*** DATA EXTRACTS ***

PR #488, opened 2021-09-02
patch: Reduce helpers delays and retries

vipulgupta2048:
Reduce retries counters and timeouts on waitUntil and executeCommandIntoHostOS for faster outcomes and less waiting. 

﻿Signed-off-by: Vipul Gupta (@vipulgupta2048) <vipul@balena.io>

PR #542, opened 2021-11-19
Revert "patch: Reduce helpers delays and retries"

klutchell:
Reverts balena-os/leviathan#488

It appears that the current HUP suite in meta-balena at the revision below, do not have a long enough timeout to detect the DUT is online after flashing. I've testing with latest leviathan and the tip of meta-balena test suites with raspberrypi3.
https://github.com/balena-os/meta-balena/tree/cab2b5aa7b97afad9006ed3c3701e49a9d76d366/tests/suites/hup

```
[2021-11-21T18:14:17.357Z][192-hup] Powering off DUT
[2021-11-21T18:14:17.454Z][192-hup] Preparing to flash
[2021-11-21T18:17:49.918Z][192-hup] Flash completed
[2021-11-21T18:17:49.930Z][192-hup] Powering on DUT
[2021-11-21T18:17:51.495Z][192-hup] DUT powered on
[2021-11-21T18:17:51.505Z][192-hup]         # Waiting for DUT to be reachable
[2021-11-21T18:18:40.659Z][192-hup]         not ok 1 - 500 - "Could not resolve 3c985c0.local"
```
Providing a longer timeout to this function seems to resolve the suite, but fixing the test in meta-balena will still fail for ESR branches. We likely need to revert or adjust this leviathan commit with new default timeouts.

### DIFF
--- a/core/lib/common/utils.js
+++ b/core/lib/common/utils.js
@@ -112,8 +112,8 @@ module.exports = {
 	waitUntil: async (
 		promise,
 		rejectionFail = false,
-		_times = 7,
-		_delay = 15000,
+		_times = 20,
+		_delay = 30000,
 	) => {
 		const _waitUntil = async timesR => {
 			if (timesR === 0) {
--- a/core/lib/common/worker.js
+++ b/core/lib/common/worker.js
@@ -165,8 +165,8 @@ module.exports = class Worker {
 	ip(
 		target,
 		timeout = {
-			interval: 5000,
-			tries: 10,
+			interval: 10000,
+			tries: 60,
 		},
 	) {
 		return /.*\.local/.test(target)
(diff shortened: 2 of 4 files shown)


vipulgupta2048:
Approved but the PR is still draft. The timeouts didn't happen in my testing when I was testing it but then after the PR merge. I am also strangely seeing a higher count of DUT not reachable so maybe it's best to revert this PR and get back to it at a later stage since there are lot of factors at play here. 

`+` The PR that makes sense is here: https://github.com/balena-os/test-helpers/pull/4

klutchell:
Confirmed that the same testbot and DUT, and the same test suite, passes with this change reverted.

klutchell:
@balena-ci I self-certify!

*** End of DATA EXTRACTS ***
*** DATA EXTRACTS ***

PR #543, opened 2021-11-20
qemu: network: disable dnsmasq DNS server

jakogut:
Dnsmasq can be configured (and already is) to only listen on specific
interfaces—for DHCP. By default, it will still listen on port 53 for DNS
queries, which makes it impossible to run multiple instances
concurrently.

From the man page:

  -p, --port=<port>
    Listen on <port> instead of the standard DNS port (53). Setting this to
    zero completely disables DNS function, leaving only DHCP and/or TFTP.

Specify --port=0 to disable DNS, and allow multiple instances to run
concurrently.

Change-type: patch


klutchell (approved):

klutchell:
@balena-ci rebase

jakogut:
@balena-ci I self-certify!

*** End of DATA EXTRACTS ***

The answer must consist of every line from the entries above that contains "Powering".

▸ EXPECTED ANSWER
[2021-11-21T18:14:17.357Z][192-hup] Powering off DUT
[2021-11-21T18:17:49.930Z][192-hup] Powering on DUT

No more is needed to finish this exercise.